El nombre de su padre, escrito así, en un lugar por el que pasaban todos los coches, le hería la vista. La tarde en que franqueó su puerta, adornada con una pequeña verja de mal gusto, para exhibirse por Beaulieu, entre los jóvenes más elegantes de la ciudad alta, dando el brazo a la señora de Bargeton, había deplorado con extrañeza el desacuerdo que reconocía existir entre aquella morada y su buena suerte.

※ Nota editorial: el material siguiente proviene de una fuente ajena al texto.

PR #4015, opened 2026-06-12
feat(fe): switch OpenID callback to response_mode=form_post

sea-snake:
Sign-in with Apple silently loses the user's name and email, and some strict OIDC providers (Okta, Auth0) reject our hybrid-flow callback (by default): both are artifacts of `response_mode=fragment`, which OAuth 2.1 removes entirely and which also exposes the id_token in the callback URL. This implements Track A (§7) of the OpenID/SSO production-readiness design: the IdP now delivers the OAuth response with `response_mode=form_post` instead.

## Changes

- The IdP POSTs `{id_token, state}` to `/callback`; the frontend canister upgrades the POST to update mode (so the response is certified) and returns an HTML page whose single, CSP-hash-pinned inline script delivers the payload to the frontend: via `BroadcastChannel` for popup flows, via sessionStorage + `/authorize?flow=openid-resume` for 1-click same-tab flows. The flows are discriminated by the `ii-openid-authorize-state` marker — `window.opener` cannot tell them apart since the authorize tab is itself a popup opened by the relying party.
- The POST arrives anonymously (the IdP submits the form), so the handler is a pure transport translator: the salt + nonce + `caller()` JWT redemption binding still happens through the existing signed-ingress flow.
- RFC 6749 error reports (`{error, error_description, state}`) travel through the same page, so a misconfigured SSO app still surfaces its own message as `OAuthProviderError` instead of a generic failure.
- Bodies that can't be translated (malformed, missing fields, oversized) get a `303` redirect to a new in-SPA error page (`/callback-error`) that renders the styled, localized error UI; the machine reason rides along as a query param to aid debugging a misconfigured IdP.
- The callback page's CSP is scoped to its single hash-pinned inline script via a `content_security_policy_override` parameter on the shared header builder, rather than carving the CSP out of the SPA-wide headers.
- Frontend: `createRedirectURL` requests `form_post`; `extractIdTokenFromCallback` validates the structured payload (state check first); `resumeOpenId` reads the payload from sessionStorage.
- Hot-reload dev: a server hook performs the same translation (no canister fronts the dev server) and passes the canister's `303` through unfollowed; SvelteKit's CSRF origin check is disabled since it would reject the IdP's cross-origin form POST before the hook runs — adapter-static ships no server in production, so the check only ever applied to the dev server. In NO_HOT_RELOAD e2e the vite forward plugin routes the POST to the real canister handler.
- The legacy fragment callback page is removed: the live popup utilities moved to `$lib/utils/openID.ts`.

## Tests

- Canister unit tests for the form parser, validation bounds, JSON/HTML escaping and CSP script-hash pinning, plus property tests for the charset predicates and the JSON embedding (output is always free of raw `<`/`>`/`&` and round-trips).
- PocketIC integration tests: POST `/callback` upgrade flag, success/error translation, malformed-body redirect to `/callback-error`, security headers, 405s.
- FE unit tests updated for the payload shape; `createRedirectURL` form_post coverage.
- Existing OpenID/SSO e2e suites pass against the real canister handler (1-click same-tab and wizard popup paths).


sea-snake:
Thanks @copilot — both addressed in 50a8af18:

- **CSP hash pinning:** the `/callback` response now gets its own policy (`default-src 'none'; script-src 'sha384-…'; base-uri 'none'; frame-ancestors 'none'`; the error page has no `script-src`) instead of inheriting the SPA-wide `script-src 'self' 'unsafe-inline' 'unsafe-eval'`. The SPA CSP is replaced on this response, not appended, so the hash actually governs execution rather than relying on the CSP3 rule that a hash makes browsers ignore `unsafe-inline`. Unit + PocketIC integration tests now assert exactly one CSP header carrying the hash and no `unsafe-inline`/`unsafe-eval`.
- **405 Allow header:** narrowed from `GET, POST` to `GET` — `method_not_allowed` is only reached for non-`/callback` resources, which serve GET only (POST is handled on `/callback` via the query→update upgrade).

src/internet_identity_frontend/internet_identity_frontend.did
```diff
@@ -67,4 +67,7 @@ type InternetIdentityFrontendInit = record {
 
 service : (InternetIdentityFrontendInit) -> {
     http_request : (request : HttpRequest) -> (HttpResponse) query;
+    // Handles the OAuth `response_mode=form_post` callback POSTed by the IdP
+    // to /callback, upgraded from `http_request` so the response is certified.
```
aterga: remove comment. 

this function can be used in many ways, no need to clarify one use case in the API

src/internet_identity_frontend/tests/integration/http.rs
```diff
@@ -363,3 +363,184 @@ fn verify_response_certification(
...
+        method: "POST".to_string(),
+        url: "/callback".to_string(),
+        headers: vec![(
+            "Content-Type".to_string(),
+            "application/x-www-form-urlencoded".to_string(),
+        )],
+        body: ByteBuf::from(b"id_token=abc.def.ghi&state=c3RhdGU".to_vec()),
+        certificate_version: None,
+    };
+    let response = http_request(&env, canister_id, &request)?;
```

«¡Amar a la señora de Bargeton, poseerla pronto tal vez, y tener que vivir en esta ratonera!», se decía, desembocando por la senda al pequeño patio en donde numerosos paquetes de hierbas hervidas se apilaban a lo largo de las paredes, donde el aprendiz fregaba los matraces del laboratorio, donde el señor Postel, ceñido con un delantal de preparador y una varilla en la mano, examinaba un producto químico sin perder de vista la tienda y, si se fijaba con un poco más de atención en su droga, mantenía el oído atento a la campanilla.

El olor de la camomila, de la menta y de otras plantas destiladas, llenaba el patio y el modesto piso adonde se subía por una de esas escaleras rectas, llamadas escaleras de molinero, sin otro pasamanos que dos cuerdas. Encima se encontraba la única habitación o buhardilla en donde vivía Lucien.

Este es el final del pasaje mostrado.